The subjects were assessed at 8 am, after a 12-h overnight fast. A detailed medical history was obtained from all subjects, including information on race, physical activity, and type 2 and gestational diabetes mellitus in first- or second-degree relatives.

Anthropometric measurements were performed, blood pressure was measured and an intravenous antecubital catheter was placed. Blood was drawn for laboratory at fasting for the analyses of fasting plasma glucose (FPG) and serum insulin, and again after 120 min of a glucose load (1.75 g/kg, max 75 g). A physician performed the examination for Acanthosis nigricans and Tanner staging (10).

Body mass index (BMI, kg/m2) and BMI percentiles were then calculated using the age and gender-specific percentiles of the Centers for Disease Control (CDC). The participants were grouped as presenting normal weight (BMI < 85th percentile), overweight (85th> BMI < 95th percentile) and obese (BMI > 95th percentile) (11).

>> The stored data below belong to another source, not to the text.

PR #3148, opened 2023-07-25
fix: added missing cloud identifier

mmaltsev-ct:
#### Summary

Added missing cloud identifier for China environment (`aws-cn`) in the [application config page](https://docs.commercetools.com/custom-applications/api-reference/application-config#cloudidentifier) of docs


emmenko (approved):
Thanks!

WC was measured with a flexible tape, midway bet-ween the lowest rib and the superior border of the iliac crest (12). Systolic and diastolic blood pressure was measured in the right arm, in a sitting position, using a calibrated sphygmomanometer with appropriate cuff size, under standard conditions. Children whose systolic or diastolic blood pressure exceeded the 90th percentile for the age and gender were considered hypertensive (13).

Physical activity levels were assessed using the International Physical Activity Questionnaire (IPAQ-8, short version). IPAQ is a questionnaire made available by the WHO for assessing physical activity worldwide and it is currently in use in 12 countries (14). This questionnaire includes questions about the duration and intensity of physical activity during a "usual" week, in occupational, transport, leisure, or sports activities.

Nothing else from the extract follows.